**Instructions for the task**
For the listing below, show each line that includes the string "Azure".
%%
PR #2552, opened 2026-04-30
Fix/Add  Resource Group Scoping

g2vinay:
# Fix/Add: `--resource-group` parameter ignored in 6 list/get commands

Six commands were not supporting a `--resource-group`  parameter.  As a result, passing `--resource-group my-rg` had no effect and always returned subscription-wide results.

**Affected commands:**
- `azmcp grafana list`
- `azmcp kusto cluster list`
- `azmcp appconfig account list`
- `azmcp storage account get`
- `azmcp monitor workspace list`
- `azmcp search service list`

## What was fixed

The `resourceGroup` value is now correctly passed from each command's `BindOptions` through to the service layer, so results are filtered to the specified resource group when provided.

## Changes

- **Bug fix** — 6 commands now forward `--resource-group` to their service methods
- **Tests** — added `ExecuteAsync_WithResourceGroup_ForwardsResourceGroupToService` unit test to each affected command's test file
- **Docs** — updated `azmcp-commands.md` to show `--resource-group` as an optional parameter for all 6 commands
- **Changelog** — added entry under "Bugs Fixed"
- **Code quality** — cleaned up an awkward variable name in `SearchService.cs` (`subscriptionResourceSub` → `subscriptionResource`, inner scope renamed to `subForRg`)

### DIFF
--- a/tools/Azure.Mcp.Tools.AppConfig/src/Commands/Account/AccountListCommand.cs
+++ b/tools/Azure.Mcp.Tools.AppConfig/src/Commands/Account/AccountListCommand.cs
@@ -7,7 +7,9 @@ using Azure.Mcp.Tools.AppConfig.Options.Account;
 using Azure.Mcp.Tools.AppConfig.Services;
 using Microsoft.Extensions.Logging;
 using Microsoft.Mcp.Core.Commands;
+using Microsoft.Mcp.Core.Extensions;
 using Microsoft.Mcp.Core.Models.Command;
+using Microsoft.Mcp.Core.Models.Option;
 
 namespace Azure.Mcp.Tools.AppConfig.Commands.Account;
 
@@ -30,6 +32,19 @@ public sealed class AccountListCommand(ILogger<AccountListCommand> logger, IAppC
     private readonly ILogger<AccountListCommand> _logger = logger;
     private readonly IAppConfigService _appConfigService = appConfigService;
%%
**Response**
--- a/tools/Azure.Mcp.Tools.AppConfig/src/Commands/Account/AccountListCommand.cs
+++ b/tools/Azure.Mcp.Tools.AppConfig/src/Commands/Account/AccountListCommand.cs
@@ -7,7 +7,9 @@ using Azure.Mcp.Tools.AppConfig.Options.Account;
 using Azure.Mcp.Tools.AppConfig.Services;
 namespace Azure.Mcp.Tools.AppConfig.Commands.Account;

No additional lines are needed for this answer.